Beklerken kaybetmek sadâkati.

Beklemenin verdiği gücü sabırsızlığın yok ettiği umut ile ödedim ben. Evet çok doğru.. Bugün halen bekliyor olsaydım seni halen bir umut bir yerlerde bana gülümsüyor olabilirdi. Senin gelmeyişin umudun elvedasını kolay kıldı sanırım. İnsanın tutunduğu tek dalın kırılması demek, ölmek değildir de nedir? Evet çok doğru ben öldüm. Öldüm çünkü umut adına ne bir filiz nede bir tohum var düş toprağımda.
O kadar kurak kaldı ki düş tarlam, yağmur yağsa sevince kapılacak tek bir çiçeği, tek bir tohumu bile barındırmıyor. Lakin ah vah edip hayıflanacak, isyan edecek, kızacak yüzüm dahi yok. Bu daha da zorlaştırıyor her şeyi. Zira insanlar seçimler yapmak zorunda, ben yanlış seçimi yaptım.
Yanlış sen’den doğru umutlar bekledim. Yanlış sen’i ben sandım açıkcası. Yanlış sen’e açtım çölümü. En özel şeyimdir çöl benim için bilirsin. bileceksin pardon bilecektin.. Lakin artık lüzum kalmadı. Çoktan yok oldu, tükendi ıssızlaştı malum çöl sensiz.

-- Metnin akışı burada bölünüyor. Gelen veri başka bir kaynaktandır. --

PR #931, opened 2023-07-27
fix: #tno-1582 - aliases not showing up

kylgarmor:
- was only search for the value stored in preferences.myMinisters
- retrieve the minister record and then search for name AND aliases


jdtoombs (approved):
Thanks!

PR #932, opened 2023-07-27
TNO-1553,1552,1516:Create/manage folders, filter by sentiment

jdtoombs:
_**Known bug:**_ content not being returned by api on attached folders, Will create ticket for next sprint

Also a note for @Fosol. we are probably moving advanced search out of the sidebar so things aren't as squished.

**In this PR:**

1) can now filter out content based on their tone in the advanced search
sentiment

2) my folders section allows you to manage/update folders
foldermanage

3) add to folder button when viewing content now allows you to add content to existing folder, or a new folder
addtofolder


app/subscriber/src/features/home/utils/makeFilter.ts
```diff
@@ -23,6 +23,7 @@ export const makeFilter = (
     productIds: filter.productIds ?? undefined,
     publishedEndOn: filter.endDate ? filter.endDate : undefined,
     publishedStartOn: filter.startDate ? filter.startDate : undefined,
+    sentiment: filter.sentiment ?? undefined,
```
Fosol, line 26: Isn't filter an array or undefined?  This doesn't seem like a relevant operation.  Just use `filter.sentiment` I think.

app/subscriber/src/features/my-folders/styled/MyFolders.tsx
```diff
@@ -0,0 +1,79 @@
...
+    overflow: hidden;
+    .re-name {
+      height: 1.5em;
+      padding: 0;
+      &:focus {
+        box-shadow: none;
+      }
+    }
+    .group {
+      background-color: #f9f9f9 !important;
```
Fosol, line 37: Can you check if this is really the only way to do this?

libs/net/dal/Models/ContentFilter.cs
```diff
@@ -110,6 +110,12 @@ public class ContentFilter : PageFilter
     /// </summary>
     public string? Section { get; set; }
 
+    /// <summary>
+    /// get/set - The content sentitment.
+    /// </summary>
+    public long[] Sentiment { get; set; }
```
Fosol, line 116: Fix nullable issues.

Fosol (changes requested):

app/subscriber/src/features/my-folders/styled/MyFolders.tsx
jdtoombs: On it

jdtoombs:
Updated :) @Fosol

libs/net/dal/Models/ContentFilter.cs
```diff
@@ -173,6 +173,11 @@ public class ContentFilter : PageFilter
     /// </summary>
     public string[] Sort { get; set; } = Array.Empty<string>();
 
+    /// <summary>
+    /// get/set - The content sentitment.
+    /// </summary>
+    public long[] Sentiment { get; set; } = Array.Empty<long>();
```
Fosol, line 179: Is there any reason to use a `long`?  I think the value will never be more than -5 to +5.

jdtoombs: Copy and paste d'oh mistake, int now :)

Fosol (approved):

PR #935, opened 2023-07-31
feat: #tno-1579 - insert and update ministers

kylgarmor:


kylgarmor:
Please leave for Kyle to Merge once approved.  Need to do some manual data handling in the DEV environment which will not be neccesary in other environments

app/editor/.yarn/install-state.gz
kylgarmor, line 1: There's a build issue in the pipeline at the moment and I think it might be caused by this file being out of sync

CelloLiu: It seems we might not need this file?

CelloLiu (approved):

Evet, sadakat diyordum, en çok güvendiğim özelliğim yanlış insanların uğrunda harcandı gitti, tükendi. Hani demiştim ya daha önce tam 2 yıl önce burada şöyle bişey:
”
Yani ayırırsan iki parçaya zamanı, benim için saat veya dakikalar yok. Hatta ne bileyim günler aylar haftalar yıllar falan da yok. Senden öncesi ve senden sonrası var sadece o kadar. Senden öncesi şuan, senden sonrası da sana bu yazıyı okuttuğum günden itibaren başlayacak.
”
Ahh tükenmiş umudum, çözümlenemeyen gücüm, mavi düşlerimin rengi üzgünüm. Çok üzgünüm yanlış sen’e okuttum ömürlük düşlerimin çağlayan varlığını. Yok ettim bilerek, yanlışlarımla, sabırsızlığımla. İşte bunu farkettiğim günden itibaren ölen umutlarımı gelecek olan ecelle taçlandırmaya karar verdim.
Zaten ölmüş biri bir kez daha nasıl ölecek derlerdi insanlar. Meğerse Ölün bir insanın tacı sonraki ölümlerle beliriyormuş kafasında, anladım.
Ellerimle yok ettim gelecekteki “biz”in sarsılmaz, ter temiz düşlerini.
Affet..
Ya gelsin asıl ölüm, taçlandırsın bu bariz ihaneti.
Ya da sen gel, bağışla.. Kopsun umutların kıyameti.